The equilibrium dimorphisms z1 and z2, color coded blue and red, are plotted as functions of the rate of recombination ρ between cue and modifier loci. The two habitats differ in the size of social groups, with N1 = 20 and N2 = 2, resulting in lower relatedness in habitat 1 (r1 = 0.05) than in habitat 2 (r2 = 0.5). Three examples are shown, labeled with the rate of migration between habitats: m12 = m21 = m = 0.01, 0.05, 0.10. The total population size is the same in both habitats, and the parameters for the public goods game are also the same: W1 = W2 = 0.5, b1 = b2 = 3.0, c1 = c2 = 1.5. The gray horizontal line shows the equilibrium of gradual evolution in a monomorphic population, which does not depend on m or ρ. The dark gray points (with error bars) at ρ = 0.0 and ρ = 0.5, shifted slightly left and right for visibility, show mean and standard deviation of the average phenotype over 10 replicate individual-based evolutionary simulations. In these simulations, ag in Eq (5) was encoded by a single locus whereas a0 was kept at a fixed value (see S1 Text for further explanation).
Fig 3.
Trait evolution plots for dimorphisms.
In each example, the shaded region shows where a dimorphism z1, z2 can be maintained, the arrows indicate the direction and magnitude of the selection gradient Eq (7), and the dots show evolutionarily equilibrium dimorphisms. The examples differ in between-habitat migration rate m12 = m21 = m and rate of recombination ρ. (A) m = 0.05, ρ = 0.001; (B) m = 0.05, ρ = 0.5; (C) m = 0.10, ρ = 0.001; (D) m = 0.10, ρ = 0.5. Other parameters: N1 = 20 and N2 = 2, W1 = W2 = 0.5, b1 = b2 = 3.0, c1 = c2 = 1.5.
Fig 4.
Results from individual-based simulations, illustrating consequences of genetic conflict.

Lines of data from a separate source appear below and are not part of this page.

Issue #4102, opened 2022-09-02
Nose test dependency


olebole:
### Bug report

For the Debian package, I received a bug report [Debian#1018675](https://bugs.debian.org/1018675), that yt depends on the nose test framework. Nose is [dead](https://github.com/nose-devs/nose/commit/0f40fa995384afad) and [unmaintained](https://pypi.org/project/nose/#history) since several years, and in Debian we would like to remove nose at some point.

Would it be possible to migrate to [pytest](https://docs.pytest.org) (what I would prefer), or to [nose2](https://docs.nose2.io/) or so?

**Version Information**
  * Operating System: Debian bookworm (upcoming)
  * Python Version: 3.10
  * yt version: 4.0.5

neutrinoceros:
Hi @olebole, this has been on our radar for quite some time and we are well aware that nose is unmaintained.

Migration to pytest is absolutely our plan in the long run, but it’s bound to be a large effort for us since many of our tests are yield-based, and cannot be run with pytest as they exist now.

However I wasn’t personally aware of the existence of nose2. I will look it up to see if it can be switched to in a transparent manner.

neutrinoceros:
It looks like nose2 isn't a drop-in replacement for nose as I hoped, so if even switching to that isn't trivial, I don't think it's worth doing, and our energy is better spent on migrating to pytest directly.
It's a substantial effort and we're currently relying only on volunteer work to perform this migration, so I don't know when we can expect completion, but probably not in the immediate future, and it seems definitely out of reach for existing and upcoming yt releases, I'm sorry about that

neutrinoceros:
I created a repo level project to keep track of the existing effort and things that are left to be done here https://github.com/yt-project/yt/projects/4

PR #4118, opened 2022-09-10
TST: migrate image comparison tests from nose to pytest-mpl (⏰ wait on #4122)

neutrinoceros:
## PR Summary
Partially addresses #4102
 
This is far from done, but I need early iterations with CI to see what problems I encounter.
Right now I'm only aiming at image tests being skipped on nose

approach:
the main difficulty is that our `yield` base image tests are built via loops, while `pytest-mpl` relies on return values of test functions. When `pytest.mark.parametrize` is appropriate, this can be a one-to-one translation, but otherwise I rely on generated code to reproduce existing test (by which I mean that I write many alike plain test functions, just not purely by hand).

TODO:
- [ ] stop using image answer tests (replace them with pytest-mpl)
  - [x] `GenericImageTest`
  - [x] `VRImageComparisonTest`
  - [x] `PhasePlotAttributeTest`
  - [x] `PixelizedParticleProjectionValuesTest`
  - [ ] `PixelizedProjectionValuesTest`
  - [ ] `PlotWindowAttributeTest`
- [ ] create image baseline folder (should probably be a submodule, not sure if a new one is warranted, or if we should just reuse answer-store)
- [ ] add image image comparison-only test job
- [ ] cleanup `tests/report_failed_answers.py`
- [ ] cleanup uses of `filename=...` in mpl_image_compar markers
- [ ] consider refactoring again with `pytest.mark.parametrize`

opened questions:
- How can we handle "big data" image tests, and more generally image tests that use real (large) data ? Currently these tests are run on Jenkins + nose


neutrinoceros:
I was not originally planning to fully replace the "answer tests" job on GHA but I see that after removing all image tests from it, it now runs only a very small set of tests and takes about 20s to run (and 10min to build), so I think I should just clear that out completely and replace the job with a new one 1000% focused on image-comparison tests.

neutrinoceros:
I think I should split this in two parts and separate tests that require real data (running on Jenkins) from the rest (running on GH)

neutrinoceros:
This is probably beyond saving at this point. In any case, #4122 has most of this work in a mergeable state, so I think I should just close this one.

matthewturk:
Can you describe the difference with #4122?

(A) Same as the simulations in Fig 2 except that a0, in addition to ag, in Eq (5) is determined by a single locus. The blue and red points (with error bars) show the deviating outcome for m = 0.10, ρ = 0.5, which is a consequence of genetic conflict between the cue locus and the locus encoding ag: ag became close to zero, but a0 became polymorphic, and the polymorphism at the original cue locus collapsed. The outcome is further illustrated in (B), showing a kernel-smoothed distribution of phenotypes in a typical simulation. The blue and red vertical lines show the prediction from Fig 3C, where ρ = 0, and the blue and red dashed lines the prediction from Fig 3D, where ρ = 0.5. The outcome where an unlinked modifier (a0) takes over the polymorphism depends on the genetic architecture, as illustrated in (B), (C) and (D). In (C) the modifiers a0 and ag in Eq (5) are each determined by several loci with small additive effects, and the loci contributing to a0 all became polymorphic. In (D) there is a more complex architecture for a0, with additive effects that in turn can be modified with an adjustable threshold limiting the amount of gene expression, and this threshold became polymorphic (see text and S1 Text for further explanation).
Fig 5.
Illustration of the information contained in genetic cues.
Panel (A) shows the conditional probability of being in habitat 1 (with r1 = 0.05) for an individual possessing cue allele x1 (blue curves, q11) versus cue allele x2 (red curves, q12). The probability is given as a function of the recombination rate ρ between cue and modifier loci. The three cases are from Fig 2, with different rates of between-habitat migration m12 = m21 = m = 0.01, 0.05, 0.10. The blue lines in panels (B) to (D) show logistic regressions of habitat 1 on the liability a0+ag x in eq (5), for the individual-based simulations in Fig 4B to 4D (with m = 0.10 and ρ = 0.5). The distributions of this liability are shown in gray, and the vertical blue and red lines indicate ‘typical’ low and high values (mean ± sd for (C) and (D)). See S1 Text for further explanation.